▶ What the task asks: Could you write out the opening lines of the data, word for word, stopping after the line that contains "Let's add a"?

(Records for processing Opens)

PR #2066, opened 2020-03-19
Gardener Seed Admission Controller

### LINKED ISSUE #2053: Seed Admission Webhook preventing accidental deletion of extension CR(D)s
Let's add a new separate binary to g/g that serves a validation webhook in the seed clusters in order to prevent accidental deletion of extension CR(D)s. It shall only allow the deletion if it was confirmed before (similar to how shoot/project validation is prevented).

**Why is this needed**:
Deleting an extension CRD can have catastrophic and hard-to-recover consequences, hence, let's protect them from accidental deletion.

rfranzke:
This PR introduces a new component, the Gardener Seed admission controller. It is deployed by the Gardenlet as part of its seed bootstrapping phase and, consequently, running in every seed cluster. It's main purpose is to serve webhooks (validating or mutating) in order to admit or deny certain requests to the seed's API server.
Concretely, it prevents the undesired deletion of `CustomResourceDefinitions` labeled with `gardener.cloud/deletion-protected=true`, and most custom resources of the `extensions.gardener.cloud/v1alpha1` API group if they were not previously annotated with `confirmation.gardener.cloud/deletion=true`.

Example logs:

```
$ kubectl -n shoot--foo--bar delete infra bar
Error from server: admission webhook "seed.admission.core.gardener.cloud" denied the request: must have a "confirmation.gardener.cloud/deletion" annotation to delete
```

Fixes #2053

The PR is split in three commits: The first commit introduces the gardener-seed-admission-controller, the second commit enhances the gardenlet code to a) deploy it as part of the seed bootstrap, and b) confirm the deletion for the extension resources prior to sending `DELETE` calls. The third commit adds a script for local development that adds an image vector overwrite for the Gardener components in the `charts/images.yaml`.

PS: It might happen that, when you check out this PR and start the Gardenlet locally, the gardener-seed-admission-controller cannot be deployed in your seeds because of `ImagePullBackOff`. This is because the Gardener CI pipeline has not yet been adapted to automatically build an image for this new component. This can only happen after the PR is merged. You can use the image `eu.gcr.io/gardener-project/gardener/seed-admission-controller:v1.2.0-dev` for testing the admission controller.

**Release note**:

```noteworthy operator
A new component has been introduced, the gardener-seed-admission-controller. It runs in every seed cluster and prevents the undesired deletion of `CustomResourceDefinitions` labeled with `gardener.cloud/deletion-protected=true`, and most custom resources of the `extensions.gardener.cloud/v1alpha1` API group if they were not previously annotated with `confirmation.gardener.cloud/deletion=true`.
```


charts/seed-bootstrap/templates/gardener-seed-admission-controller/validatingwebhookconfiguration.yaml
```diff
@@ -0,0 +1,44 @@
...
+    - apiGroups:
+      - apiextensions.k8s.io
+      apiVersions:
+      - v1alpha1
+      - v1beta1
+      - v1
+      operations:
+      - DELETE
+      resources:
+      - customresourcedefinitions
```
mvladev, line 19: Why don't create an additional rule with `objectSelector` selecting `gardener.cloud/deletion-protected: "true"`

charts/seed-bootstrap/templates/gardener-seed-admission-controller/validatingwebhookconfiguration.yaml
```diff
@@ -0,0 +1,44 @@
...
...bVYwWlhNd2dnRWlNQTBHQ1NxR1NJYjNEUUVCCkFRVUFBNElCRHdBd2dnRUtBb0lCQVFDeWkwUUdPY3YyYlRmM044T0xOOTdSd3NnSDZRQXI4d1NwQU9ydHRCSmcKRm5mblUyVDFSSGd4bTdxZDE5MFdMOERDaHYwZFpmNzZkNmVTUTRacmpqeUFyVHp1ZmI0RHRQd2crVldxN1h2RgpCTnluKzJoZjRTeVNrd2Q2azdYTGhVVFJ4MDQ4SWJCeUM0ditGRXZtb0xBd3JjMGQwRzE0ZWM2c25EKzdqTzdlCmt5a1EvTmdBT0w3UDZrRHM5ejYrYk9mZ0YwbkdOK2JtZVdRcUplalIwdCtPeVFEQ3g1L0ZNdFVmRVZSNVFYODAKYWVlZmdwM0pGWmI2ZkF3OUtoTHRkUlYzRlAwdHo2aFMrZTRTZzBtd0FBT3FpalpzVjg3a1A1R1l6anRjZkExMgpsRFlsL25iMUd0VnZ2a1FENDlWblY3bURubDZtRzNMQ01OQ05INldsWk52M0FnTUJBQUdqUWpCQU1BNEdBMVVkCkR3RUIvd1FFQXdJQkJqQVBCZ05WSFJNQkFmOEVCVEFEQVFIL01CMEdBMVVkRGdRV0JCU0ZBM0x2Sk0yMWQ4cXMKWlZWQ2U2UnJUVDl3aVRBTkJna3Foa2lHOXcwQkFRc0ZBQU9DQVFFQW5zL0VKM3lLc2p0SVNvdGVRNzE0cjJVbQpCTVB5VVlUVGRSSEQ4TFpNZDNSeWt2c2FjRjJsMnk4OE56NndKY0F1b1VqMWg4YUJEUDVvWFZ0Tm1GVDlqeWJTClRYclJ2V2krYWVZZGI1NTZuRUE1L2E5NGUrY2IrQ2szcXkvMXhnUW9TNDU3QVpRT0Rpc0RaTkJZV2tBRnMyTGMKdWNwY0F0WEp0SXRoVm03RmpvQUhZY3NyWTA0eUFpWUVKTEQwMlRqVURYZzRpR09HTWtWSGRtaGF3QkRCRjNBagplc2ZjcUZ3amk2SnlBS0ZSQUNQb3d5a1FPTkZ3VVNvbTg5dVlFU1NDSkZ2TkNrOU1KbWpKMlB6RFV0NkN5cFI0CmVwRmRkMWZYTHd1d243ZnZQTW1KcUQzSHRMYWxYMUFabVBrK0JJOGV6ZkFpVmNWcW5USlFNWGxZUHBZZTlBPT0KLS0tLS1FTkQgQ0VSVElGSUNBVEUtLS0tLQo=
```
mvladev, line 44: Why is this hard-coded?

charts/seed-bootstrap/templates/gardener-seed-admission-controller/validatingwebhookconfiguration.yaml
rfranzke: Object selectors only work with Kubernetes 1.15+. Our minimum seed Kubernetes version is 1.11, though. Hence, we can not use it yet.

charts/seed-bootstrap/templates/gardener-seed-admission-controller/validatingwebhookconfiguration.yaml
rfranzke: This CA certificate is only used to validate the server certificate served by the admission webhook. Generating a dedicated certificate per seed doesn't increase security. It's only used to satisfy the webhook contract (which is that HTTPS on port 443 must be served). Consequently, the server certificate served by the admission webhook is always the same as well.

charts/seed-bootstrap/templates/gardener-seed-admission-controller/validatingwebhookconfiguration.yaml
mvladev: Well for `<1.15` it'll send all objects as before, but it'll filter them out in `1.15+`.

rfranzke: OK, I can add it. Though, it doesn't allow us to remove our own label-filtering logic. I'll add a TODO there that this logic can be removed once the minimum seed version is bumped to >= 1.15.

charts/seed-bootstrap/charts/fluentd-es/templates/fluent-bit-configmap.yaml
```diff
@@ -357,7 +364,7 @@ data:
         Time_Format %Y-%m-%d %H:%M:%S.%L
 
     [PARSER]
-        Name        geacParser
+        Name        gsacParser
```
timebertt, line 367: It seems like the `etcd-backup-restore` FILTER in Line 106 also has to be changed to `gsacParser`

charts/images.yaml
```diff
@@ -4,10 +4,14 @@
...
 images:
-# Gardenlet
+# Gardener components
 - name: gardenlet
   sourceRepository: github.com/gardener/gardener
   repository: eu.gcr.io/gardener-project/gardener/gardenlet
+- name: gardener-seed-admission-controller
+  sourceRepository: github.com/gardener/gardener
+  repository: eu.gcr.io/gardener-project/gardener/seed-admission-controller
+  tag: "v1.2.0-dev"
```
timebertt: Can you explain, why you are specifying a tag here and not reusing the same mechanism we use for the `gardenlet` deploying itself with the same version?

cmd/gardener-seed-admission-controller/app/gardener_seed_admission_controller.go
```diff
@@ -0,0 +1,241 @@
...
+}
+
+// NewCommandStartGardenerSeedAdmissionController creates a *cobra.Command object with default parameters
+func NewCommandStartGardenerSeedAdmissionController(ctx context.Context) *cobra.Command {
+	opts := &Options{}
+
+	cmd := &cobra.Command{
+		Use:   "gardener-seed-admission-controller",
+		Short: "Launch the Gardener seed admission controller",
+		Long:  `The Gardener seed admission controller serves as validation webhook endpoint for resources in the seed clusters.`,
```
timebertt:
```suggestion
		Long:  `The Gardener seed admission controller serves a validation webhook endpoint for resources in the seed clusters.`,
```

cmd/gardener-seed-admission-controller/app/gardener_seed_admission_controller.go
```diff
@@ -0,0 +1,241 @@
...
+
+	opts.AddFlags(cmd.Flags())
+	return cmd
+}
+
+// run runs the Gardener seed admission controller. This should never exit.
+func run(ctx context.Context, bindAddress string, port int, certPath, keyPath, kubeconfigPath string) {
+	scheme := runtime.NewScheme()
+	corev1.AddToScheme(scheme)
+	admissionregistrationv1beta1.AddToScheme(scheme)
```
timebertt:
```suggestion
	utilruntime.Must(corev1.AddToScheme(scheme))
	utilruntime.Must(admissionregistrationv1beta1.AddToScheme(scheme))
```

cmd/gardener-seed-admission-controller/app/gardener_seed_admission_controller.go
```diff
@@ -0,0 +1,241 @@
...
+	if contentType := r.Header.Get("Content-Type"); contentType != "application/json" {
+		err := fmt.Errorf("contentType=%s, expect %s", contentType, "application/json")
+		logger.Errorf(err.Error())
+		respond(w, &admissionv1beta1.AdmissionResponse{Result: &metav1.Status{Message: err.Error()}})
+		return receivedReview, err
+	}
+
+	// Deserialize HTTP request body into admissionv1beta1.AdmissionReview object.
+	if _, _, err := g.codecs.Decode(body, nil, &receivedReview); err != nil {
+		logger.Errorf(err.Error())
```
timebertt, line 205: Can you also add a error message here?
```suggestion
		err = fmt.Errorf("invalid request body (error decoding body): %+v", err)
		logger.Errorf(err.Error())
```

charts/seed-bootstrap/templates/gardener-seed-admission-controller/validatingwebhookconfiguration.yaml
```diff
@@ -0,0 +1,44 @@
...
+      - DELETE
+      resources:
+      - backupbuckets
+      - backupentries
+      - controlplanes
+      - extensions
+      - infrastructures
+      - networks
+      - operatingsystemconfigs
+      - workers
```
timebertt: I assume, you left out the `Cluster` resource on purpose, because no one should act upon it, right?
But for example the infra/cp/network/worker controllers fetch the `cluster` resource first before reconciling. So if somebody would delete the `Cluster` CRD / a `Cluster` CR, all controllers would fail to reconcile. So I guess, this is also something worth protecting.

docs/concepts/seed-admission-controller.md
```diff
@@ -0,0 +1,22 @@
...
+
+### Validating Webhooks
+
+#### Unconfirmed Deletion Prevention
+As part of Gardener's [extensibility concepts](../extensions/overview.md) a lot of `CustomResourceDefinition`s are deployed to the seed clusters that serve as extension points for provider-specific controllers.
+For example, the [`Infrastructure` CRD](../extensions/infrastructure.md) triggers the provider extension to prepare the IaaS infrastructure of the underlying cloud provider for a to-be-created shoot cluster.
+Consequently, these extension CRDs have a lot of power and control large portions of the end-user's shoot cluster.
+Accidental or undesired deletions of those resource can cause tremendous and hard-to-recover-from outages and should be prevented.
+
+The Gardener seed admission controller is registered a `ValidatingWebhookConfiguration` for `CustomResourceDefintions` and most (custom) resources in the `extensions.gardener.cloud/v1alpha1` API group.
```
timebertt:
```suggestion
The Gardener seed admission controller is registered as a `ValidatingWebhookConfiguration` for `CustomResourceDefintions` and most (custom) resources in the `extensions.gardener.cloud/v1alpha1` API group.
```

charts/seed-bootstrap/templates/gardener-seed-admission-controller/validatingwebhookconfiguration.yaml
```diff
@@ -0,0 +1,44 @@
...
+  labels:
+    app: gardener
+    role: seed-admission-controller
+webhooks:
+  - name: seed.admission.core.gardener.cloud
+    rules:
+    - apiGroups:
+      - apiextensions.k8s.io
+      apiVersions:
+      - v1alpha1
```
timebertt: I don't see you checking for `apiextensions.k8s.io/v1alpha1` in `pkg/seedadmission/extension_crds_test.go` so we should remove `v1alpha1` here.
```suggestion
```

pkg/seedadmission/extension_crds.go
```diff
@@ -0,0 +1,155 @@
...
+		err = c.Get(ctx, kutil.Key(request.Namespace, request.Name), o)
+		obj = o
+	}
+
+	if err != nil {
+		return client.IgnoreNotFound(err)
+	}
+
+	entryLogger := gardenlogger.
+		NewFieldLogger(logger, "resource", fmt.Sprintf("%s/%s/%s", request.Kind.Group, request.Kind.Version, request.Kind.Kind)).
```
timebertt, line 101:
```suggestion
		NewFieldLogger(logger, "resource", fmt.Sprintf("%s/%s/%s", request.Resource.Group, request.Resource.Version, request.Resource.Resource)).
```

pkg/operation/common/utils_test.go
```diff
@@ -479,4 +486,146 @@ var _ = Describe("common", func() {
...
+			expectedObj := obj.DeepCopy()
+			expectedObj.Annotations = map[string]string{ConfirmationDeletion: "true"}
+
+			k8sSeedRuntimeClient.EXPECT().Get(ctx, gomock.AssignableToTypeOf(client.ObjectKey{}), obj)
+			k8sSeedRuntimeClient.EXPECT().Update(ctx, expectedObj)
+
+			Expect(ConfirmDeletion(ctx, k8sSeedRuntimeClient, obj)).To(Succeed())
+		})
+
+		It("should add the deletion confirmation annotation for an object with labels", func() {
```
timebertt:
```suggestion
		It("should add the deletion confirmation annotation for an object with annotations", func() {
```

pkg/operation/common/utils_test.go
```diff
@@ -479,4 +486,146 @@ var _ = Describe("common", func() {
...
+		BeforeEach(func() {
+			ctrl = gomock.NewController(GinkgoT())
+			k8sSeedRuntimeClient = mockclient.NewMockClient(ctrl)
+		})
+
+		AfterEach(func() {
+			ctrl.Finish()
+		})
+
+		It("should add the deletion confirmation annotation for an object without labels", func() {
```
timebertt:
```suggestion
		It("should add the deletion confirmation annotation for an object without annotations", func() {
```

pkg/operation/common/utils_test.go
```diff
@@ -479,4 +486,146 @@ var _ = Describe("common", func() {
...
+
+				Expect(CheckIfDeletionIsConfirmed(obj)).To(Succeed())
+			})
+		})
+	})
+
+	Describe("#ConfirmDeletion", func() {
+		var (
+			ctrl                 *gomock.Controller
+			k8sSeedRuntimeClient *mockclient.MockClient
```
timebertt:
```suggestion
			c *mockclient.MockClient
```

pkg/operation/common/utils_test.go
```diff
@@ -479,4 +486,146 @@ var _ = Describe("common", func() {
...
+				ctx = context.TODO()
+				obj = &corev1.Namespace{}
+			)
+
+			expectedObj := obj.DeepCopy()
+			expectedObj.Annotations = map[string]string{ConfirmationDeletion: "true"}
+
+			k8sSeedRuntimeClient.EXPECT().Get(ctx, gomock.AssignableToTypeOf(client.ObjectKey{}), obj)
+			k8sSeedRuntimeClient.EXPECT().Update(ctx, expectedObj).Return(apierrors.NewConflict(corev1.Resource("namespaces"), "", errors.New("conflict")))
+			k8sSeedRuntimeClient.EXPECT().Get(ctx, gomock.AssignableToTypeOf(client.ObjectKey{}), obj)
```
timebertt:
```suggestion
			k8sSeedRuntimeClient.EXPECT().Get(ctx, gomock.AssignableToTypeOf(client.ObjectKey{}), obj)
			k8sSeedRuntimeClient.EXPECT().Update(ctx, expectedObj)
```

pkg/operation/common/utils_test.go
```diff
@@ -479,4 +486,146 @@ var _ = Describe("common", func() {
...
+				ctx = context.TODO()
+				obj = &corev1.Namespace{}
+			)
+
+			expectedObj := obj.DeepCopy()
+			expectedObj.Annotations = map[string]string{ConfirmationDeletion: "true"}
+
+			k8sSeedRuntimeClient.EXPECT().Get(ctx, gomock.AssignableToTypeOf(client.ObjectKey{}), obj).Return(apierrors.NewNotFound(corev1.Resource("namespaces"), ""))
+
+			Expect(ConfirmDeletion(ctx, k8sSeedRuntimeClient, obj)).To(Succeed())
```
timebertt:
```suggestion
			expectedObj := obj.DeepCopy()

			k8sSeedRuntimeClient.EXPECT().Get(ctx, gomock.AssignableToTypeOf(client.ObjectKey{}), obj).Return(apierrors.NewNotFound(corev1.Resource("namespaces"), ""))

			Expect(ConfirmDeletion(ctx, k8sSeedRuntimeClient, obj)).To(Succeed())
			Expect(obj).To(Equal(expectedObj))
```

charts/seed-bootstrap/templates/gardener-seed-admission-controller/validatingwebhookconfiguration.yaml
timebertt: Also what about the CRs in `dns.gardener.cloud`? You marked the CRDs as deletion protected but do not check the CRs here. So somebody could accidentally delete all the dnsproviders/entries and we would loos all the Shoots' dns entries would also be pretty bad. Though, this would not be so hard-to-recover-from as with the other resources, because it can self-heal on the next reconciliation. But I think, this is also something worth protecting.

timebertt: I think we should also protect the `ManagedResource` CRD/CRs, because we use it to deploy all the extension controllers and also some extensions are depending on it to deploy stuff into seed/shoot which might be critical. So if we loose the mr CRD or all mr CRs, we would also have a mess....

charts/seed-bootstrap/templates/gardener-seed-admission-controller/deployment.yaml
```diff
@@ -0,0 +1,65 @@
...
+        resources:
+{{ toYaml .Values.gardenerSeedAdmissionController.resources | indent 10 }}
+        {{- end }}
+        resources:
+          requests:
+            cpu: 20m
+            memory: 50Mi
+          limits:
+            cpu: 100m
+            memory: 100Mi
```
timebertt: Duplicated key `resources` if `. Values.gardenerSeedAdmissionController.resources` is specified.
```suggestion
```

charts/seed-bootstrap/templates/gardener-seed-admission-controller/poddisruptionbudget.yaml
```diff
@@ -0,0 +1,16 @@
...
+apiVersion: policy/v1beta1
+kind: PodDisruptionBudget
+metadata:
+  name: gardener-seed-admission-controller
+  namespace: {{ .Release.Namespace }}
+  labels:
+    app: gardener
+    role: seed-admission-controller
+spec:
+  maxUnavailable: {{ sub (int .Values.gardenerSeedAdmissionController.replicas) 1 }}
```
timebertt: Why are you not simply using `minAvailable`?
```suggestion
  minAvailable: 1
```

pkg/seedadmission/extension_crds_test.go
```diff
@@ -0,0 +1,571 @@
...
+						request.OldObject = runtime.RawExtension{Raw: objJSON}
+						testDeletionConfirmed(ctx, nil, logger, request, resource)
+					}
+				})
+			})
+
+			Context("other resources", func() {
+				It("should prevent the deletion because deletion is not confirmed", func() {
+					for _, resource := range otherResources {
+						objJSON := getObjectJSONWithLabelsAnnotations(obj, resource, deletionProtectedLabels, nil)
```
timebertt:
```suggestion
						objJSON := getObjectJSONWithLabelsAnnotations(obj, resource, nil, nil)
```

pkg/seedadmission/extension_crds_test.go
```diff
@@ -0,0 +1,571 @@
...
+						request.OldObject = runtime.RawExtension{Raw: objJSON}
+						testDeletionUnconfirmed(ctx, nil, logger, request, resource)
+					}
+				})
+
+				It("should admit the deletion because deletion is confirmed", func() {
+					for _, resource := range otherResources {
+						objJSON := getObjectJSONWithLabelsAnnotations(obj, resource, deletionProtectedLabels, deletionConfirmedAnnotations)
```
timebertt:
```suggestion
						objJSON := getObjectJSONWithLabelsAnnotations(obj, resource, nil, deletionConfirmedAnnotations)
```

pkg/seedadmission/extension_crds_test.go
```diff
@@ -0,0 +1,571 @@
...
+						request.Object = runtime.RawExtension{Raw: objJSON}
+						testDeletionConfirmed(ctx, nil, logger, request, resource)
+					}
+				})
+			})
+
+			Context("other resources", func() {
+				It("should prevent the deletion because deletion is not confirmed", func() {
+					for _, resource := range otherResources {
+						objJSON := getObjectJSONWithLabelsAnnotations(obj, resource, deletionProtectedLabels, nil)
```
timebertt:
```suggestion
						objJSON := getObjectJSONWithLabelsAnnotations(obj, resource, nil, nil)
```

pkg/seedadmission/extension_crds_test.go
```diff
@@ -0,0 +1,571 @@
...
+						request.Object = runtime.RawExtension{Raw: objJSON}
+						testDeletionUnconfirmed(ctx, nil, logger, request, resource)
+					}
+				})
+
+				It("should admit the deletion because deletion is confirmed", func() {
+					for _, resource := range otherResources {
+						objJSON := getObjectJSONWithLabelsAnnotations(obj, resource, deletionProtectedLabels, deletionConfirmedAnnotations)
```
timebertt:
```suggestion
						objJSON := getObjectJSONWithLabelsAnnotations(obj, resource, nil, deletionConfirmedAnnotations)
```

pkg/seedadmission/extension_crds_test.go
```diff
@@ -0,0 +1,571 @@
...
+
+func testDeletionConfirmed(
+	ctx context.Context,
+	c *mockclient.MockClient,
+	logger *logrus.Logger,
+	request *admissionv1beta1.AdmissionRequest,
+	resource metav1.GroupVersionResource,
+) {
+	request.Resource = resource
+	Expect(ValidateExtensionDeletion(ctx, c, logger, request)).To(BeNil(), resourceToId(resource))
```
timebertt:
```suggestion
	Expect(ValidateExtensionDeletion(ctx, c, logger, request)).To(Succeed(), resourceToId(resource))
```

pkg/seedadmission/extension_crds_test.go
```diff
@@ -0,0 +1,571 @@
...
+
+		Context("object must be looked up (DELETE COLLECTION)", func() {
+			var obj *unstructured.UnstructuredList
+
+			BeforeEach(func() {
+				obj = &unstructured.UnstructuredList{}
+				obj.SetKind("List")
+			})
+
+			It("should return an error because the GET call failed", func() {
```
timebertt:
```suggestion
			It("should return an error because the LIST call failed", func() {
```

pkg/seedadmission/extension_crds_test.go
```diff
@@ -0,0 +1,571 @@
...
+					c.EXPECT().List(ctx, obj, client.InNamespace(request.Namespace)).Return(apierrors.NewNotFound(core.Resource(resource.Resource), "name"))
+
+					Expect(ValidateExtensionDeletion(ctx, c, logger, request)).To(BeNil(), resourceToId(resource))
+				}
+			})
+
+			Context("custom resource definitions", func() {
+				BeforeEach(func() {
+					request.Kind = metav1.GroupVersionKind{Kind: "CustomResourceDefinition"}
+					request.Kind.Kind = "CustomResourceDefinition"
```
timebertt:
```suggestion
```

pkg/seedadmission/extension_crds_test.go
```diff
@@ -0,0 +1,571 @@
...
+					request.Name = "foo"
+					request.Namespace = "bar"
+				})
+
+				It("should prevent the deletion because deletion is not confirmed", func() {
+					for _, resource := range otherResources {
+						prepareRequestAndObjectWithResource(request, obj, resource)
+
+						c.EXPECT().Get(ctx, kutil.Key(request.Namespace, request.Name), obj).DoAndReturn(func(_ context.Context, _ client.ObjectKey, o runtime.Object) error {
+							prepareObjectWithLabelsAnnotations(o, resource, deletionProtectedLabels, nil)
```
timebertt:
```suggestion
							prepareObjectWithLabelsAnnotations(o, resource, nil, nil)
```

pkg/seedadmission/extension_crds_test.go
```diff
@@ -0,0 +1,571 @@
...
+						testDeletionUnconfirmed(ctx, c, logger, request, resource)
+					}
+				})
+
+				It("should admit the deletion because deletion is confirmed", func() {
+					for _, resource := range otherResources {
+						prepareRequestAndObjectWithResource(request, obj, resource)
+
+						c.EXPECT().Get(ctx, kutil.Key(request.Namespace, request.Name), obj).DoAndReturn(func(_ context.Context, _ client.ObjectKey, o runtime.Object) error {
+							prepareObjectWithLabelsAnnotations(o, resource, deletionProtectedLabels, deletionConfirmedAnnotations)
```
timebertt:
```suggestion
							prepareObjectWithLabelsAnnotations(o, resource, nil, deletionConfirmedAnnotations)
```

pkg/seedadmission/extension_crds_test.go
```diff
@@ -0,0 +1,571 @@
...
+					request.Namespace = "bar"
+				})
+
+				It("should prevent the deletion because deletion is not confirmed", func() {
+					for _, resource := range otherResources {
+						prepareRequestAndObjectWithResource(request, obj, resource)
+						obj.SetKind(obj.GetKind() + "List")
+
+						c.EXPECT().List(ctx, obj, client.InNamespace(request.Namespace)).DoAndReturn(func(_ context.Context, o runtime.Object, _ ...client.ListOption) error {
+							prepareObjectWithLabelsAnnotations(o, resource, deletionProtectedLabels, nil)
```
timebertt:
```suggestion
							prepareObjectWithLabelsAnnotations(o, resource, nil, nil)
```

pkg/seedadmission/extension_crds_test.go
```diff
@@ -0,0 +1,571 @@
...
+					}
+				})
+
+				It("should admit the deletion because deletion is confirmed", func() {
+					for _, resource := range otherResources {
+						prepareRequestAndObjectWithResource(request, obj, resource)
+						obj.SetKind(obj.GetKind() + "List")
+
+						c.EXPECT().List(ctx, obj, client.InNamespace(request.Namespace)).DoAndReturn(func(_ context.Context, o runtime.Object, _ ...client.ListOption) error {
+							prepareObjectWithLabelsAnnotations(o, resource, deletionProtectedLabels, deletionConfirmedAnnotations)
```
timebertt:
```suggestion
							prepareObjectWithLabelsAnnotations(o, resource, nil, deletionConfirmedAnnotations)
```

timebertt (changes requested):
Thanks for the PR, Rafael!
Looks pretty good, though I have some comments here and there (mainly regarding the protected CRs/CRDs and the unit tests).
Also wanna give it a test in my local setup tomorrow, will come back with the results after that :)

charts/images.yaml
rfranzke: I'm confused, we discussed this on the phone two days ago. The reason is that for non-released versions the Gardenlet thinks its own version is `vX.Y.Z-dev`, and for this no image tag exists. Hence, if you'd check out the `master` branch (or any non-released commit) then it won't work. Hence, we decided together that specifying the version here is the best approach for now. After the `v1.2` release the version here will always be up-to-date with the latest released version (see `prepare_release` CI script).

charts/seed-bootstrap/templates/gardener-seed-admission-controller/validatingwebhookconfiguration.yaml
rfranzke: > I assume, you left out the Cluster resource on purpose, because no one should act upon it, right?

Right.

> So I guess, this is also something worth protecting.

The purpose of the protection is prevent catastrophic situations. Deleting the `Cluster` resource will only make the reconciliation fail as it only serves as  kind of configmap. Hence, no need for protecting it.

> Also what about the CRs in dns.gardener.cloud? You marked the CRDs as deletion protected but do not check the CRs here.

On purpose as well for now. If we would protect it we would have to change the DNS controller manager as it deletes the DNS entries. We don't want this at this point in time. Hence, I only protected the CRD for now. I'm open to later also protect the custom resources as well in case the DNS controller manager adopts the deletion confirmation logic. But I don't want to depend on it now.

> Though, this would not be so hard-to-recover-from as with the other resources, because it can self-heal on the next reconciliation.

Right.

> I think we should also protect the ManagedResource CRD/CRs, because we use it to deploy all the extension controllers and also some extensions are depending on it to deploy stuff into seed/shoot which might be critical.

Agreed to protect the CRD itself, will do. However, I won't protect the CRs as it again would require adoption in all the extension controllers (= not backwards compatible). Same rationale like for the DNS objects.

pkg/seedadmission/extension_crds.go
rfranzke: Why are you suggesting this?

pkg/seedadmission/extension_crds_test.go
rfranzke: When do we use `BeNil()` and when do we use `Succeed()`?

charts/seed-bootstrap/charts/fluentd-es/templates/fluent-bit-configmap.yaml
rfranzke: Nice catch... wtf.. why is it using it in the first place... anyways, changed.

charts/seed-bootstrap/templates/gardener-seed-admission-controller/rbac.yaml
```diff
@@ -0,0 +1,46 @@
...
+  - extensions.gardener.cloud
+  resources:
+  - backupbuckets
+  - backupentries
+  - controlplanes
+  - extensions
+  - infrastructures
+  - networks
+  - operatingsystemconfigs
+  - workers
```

(Records for processing Closes)

▶ Completed exercise:
PR #2066, opened 2020-03-19
Gardener Seed Admission Controller

### LINKED ISSUE #2053: Seed Admission Webhook preventing accidental deletion of extension CR(D)s
Let's add a new separate binary to g/g that serves a validation webhook in the seed clusters in order to prevent accidental deletion of extension CR(D)s. It shall only allow the deletion if it was confirmed before (similar to how shoot/project validation is prevented).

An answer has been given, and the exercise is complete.